» **EXERCISE GOAL**
From the listing below, output only the lines starting at the line that has "if input_stream_params.is_none() &&" and ending at the line that has "fn destroy_cubeb_device_info(device: &mut", exactly as they appear, ends included.

» **GIVEN ENTRIES**
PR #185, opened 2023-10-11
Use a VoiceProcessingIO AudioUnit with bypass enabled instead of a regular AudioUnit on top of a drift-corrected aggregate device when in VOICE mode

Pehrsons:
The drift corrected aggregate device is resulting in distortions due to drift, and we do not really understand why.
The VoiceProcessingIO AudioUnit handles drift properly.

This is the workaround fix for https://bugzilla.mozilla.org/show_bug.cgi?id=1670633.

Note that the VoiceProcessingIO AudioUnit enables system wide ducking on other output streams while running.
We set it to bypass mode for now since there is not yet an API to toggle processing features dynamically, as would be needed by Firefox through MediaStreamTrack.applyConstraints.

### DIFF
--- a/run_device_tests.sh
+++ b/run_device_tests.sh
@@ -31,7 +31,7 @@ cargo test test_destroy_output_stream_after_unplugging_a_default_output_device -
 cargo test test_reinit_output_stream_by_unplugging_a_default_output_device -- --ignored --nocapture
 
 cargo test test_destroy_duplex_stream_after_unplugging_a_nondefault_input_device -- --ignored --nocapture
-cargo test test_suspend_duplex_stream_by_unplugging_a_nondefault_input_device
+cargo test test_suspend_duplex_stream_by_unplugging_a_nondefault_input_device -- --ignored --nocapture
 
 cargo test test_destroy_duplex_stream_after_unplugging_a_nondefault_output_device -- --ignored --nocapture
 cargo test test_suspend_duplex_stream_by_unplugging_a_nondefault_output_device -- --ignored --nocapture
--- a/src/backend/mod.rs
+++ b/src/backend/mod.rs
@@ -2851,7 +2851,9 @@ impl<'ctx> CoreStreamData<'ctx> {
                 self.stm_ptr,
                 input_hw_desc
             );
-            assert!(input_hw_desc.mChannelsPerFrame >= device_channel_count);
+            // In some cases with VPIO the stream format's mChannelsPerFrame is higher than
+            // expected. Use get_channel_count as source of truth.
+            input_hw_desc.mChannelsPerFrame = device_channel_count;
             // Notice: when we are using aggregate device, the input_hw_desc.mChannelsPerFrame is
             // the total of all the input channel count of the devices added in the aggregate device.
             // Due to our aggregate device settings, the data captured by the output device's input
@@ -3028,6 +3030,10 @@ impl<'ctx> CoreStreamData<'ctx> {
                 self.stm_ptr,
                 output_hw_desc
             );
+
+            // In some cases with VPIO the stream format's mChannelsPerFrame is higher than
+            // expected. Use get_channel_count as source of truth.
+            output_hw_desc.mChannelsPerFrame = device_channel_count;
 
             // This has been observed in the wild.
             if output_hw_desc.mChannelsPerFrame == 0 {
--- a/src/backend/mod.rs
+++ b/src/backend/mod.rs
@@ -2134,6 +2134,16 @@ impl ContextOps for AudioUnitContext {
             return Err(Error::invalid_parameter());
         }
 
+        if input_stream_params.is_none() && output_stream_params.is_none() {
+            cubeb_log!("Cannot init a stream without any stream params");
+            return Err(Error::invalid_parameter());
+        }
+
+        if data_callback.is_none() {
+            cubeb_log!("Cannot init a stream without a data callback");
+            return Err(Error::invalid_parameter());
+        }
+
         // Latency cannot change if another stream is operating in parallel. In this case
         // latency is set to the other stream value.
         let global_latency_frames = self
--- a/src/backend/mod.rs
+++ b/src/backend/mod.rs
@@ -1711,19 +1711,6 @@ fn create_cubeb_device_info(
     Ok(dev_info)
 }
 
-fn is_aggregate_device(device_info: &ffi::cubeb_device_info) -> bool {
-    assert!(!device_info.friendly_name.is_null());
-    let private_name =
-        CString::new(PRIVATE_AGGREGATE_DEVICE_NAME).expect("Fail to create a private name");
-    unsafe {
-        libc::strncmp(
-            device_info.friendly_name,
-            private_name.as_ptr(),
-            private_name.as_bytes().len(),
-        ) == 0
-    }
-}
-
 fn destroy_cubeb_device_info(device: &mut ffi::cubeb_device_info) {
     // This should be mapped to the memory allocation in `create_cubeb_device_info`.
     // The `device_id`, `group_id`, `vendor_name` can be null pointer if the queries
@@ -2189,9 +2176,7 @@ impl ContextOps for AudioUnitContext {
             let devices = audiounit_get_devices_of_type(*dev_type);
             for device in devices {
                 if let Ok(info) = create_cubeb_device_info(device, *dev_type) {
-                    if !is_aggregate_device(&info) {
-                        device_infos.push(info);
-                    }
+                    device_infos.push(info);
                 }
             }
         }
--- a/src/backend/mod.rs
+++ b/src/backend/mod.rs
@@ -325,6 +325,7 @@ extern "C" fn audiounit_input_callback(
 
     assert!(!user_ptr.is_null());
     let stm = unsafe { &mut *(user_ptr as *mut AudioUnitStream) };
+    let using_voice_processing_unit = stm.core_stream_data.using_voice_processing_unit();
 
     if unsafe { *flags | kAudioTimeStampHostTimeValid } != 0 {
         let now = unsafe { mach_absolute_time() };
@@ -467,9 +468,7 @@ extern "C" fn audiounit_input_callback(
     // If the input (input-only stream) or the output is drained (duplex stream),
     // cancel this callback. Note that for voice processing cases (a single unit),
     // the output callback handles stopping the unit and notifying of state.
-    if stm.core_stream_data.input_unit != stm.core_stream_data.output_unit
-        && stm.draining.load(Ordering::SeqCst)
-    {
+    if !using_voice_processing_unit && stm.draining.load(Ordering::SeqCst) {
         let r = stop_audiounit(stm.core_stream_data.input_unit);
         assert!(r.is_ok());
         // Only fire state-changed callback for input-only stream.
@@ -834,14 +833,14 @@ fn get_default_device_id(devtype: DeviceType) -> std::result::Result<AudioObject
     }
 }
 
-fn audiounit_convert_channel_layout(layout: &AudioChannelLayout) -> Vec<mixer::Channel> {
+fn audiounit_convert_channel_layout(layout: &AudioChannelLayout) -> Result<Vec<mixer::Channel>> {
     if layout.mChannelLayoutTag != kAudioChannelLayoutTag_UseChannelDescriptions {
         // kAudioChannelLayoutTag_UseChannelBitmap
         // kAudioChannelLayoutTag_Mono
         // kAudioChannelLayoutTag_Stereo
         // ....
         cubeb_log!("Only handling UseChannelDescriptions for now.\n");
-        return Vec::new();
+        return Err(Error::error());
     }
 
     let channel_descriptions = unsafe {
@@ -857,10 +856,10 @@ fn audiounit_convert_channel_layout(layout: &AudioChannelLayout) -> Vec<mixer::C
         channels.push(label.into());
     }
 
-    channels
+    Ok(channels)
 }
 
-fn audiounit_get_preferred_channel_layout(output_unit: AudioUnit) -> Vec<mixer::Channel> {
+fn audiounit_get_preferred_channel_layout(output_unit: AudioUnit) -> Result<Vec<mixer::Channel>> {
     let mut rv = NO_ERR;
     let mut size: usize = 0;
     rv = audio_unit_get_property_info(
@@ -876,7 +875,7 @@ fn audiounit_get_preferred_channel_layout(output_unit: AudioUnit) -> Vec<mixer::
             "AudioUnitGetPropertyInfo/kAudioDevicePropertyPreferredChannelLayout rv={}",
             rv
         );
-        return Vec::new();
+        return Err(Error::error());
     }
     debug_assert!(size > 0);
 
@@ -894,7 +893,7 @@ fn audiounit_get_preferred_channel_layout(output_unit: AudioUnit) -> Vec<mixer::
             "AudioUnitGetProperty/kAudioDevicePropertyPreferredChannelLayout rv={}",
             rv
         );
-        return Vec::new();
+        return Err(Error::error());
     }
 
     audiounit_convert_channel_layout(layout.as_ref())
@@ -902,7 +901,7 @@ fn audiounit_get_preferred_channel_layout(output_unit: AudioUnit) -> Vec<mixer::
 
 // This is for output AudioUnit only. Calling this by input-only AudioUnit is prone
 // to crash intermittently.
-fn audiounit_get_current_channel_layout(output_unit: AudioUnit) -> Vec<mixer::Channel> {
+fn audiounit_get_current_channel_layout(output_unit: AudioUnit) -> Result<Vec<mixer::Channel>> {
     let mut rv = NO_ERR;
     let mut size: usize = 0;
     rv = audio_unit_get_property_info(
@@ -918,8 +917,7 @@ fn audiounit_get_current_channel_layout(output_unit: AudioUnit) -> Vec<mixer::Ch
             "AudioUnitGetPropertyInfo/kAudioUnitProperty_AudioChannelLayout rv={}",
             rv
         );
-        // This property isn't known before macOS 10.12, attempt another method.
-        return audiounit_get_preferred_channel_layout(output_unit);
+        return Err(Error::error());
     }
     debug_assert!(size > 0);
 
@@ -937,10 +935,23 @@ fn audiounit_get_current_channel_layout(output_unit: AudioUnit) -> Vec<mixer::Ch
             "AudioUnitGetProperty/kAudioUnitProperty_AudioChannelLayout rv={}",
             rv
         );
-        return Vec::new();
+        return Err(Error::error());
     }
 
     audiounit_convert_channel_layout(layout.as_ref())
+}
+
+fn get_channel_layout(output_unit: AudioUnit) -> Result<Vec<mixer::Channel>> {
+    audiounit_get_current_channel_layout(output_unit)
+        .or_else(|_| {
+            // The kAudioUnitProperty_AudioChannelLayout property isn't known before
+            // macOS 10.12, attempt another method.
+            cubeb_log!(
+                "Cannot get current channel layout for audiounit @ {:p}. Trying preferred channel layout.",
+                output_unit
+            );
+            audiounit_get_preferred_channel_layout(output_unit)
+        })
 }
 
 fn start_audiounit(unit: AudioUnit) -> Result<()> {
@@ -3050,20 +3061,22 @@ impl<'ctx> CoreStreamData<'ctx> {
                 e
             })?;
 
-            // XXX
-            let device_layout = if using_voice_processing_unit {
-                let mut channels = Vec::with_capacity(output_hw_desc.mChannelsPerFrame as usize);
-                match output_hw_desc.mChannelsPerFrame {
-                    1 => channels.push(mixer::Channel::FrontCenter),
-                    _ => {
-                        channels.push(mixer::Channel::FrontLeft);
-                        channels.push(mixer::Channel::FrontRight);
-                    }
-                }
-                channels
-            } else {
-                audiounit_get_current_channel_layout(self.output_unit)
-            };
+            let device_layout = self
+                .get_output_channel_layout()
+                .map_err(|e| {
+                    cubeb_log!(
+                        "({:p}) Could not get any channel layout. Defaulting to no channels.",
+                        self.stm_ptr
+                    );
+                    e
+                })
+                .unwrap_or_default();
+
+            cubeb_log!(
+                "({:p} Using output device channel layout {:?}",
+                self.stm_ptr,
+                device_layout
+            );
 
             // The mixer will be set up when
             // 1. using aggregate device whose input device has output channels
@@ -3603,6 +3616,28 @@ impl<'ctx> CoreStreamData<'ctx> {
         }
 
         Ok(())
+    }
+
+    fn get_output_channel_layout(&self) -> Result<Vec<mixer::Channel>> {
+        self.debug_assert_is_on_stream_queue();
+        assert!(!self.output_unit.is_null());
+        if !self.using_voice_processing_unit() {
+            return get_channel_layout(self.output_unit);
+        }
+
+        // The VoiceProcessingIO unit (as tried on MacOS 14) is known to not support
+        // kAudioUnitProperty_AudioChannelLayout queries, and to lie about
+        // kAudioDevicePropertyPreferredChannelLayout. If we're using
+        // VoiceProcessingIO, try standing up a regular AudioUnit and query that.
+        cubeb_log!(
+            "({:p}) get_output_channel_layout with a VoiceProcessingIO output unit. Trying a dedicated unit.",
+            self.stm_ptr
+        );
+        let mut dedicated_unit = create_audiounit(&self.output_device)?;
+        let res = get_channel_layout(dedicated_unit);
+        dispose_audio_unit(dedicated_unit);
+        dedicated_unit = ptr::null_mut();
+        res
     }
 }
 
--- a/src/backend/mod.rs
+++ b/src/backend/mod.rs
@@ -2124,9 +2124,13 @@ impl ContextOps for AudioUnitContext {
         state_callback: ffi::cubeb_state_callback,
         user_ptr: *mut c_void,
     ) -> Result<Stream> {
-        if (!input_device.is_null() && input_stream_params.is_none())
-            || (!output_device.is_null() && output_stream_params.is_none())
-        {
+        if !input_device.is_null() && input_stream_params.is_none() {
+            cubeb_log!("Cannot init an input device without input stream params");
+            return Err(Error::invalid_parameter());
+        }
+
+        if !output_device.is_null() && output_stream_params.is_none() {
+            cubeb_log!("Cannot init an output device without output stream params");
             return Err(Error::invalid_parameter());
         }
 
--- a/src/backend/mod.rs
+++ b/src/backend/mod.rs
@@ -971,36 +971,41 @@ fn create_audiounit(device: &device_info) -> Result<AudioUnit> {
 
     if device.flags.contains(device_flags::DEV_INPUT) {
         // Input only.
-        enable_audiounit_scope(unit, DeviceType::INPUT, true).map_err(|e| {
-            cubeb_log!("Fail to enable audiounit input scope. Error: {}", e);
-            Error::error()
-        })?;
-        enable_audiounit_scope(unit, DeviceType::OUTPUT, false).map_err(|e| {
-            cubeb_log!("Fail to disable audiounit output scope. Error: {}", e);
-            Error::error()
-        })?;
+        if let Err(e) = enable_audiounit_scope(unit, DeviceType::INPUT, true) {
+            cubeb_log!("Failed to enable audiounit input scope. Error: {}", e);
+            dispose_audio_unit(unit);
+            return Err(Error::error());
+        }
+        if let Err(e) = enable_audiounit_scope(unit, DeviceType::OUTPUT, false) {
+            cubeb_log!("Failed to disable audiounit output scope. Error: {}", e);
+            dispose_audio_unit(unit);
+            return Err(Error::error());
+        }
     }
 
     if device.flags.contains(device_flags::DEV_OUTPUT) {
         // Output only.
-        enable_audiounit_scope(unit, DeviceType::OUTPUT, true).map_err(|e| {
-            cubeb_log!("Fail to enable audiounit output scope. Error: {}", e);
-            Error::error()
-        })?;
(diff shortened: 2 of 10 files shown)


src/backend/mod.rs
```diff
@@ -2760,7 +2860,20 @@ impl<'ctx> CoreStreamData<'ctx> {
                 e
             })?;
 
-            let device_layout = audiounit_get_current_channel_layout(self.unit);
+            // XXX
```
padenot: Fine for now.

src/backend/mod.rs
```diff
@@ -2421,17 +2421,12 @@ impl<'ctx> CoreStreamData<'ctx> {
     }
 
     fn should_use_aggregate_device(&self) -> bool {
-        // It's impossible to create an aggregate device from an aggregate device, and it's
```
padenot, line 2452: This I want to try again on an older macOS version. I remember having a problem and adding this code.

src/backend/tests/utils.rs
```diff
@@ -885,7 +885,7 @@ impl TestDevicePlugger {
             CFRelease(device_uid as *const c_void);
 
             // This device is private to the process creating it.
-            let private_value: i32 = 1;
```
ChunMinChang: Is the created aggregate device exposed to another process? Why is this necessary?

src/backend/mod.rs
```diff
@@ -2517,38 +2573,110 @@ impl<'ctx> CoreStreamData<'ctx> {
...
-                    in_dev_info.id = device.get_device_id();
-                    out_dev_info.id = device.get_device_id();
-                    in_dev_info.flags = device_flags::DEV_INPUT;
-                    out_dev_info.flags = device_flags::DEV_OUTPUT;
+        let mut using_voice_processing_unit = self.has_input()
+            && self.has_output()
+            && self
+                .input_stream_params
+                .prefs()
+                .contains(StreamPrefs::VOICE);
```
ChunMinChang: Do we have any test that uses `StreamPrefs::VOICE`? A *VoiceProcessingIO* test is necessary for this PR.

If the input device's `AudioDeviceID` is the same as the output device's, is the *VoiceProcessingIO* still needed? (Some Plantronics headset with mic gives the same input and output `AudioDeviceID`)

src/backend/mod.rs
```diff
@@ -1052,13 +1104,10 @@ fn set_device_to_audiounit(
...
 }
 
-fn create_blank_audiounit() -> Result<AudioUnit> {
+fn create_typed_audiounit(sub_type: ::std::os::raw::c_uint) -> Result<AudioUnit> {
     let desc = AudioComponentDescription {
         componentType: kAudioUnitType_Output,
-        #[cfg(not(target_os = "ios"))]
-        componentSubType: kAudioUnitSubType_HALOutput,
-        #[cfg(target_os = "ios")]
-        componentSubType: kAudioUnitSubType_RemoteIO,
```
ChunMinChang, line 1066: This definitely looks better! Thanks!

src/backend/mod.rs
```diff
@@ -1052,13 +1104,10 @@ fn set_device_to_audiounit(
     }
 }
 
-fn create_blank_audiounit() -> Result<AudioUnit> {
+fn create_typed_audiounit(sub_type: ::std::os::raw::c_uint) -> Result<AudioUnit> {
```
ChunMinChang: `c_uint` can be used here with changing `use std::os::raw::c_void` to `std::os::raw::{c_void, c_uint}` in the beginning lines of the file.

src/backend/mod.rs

» **ANSWER TO THE EXERCISE**
+        if input_stream_params.is_none() && output_stream_params.is_none() {
+            cubeb_log!("Cannot init a stream without any stream params");
+            return Err(Error::invalid_parameter());
+        }
+
+        if data_callback.is_none() {
+            cubeb_log!("Cannot init a stream without a data callback");
+            return Err(Error::invalid_parameter());
+        }
+
         // Latency cannot change if another stream is operating in parallel. In this case
         // latency is set to the other stream value.
         let global_latency_frames = self
--- a/src/backend/mod.rs
+++ b/src/backend/mod.rs
@@ -1711,19 +1711,6 @@ fn create_cubeb_device_info(
     Ok(dev_info)
 }
 
-fn is_aggregate_device(device_info: &ffi::cubeb_device_info) -> bool {
-    assert!(!device_info.friendly_name.is_null());
-    let private_name =
-        CString::new(PRIVATE_AGGREGATE_DEVICE_NAME).expect("Fail to create a private name");
-    unsafe {
-        libc::strncmp(
-            device_info.friendly_name,
-            private_name.as_ptr(),
-            private_name.as_bytes().len(),
-        ) == 0
-    }
-}
-
 fn destroy_cubeb_device_info(device: &mut ffi::cubeb_device_info) {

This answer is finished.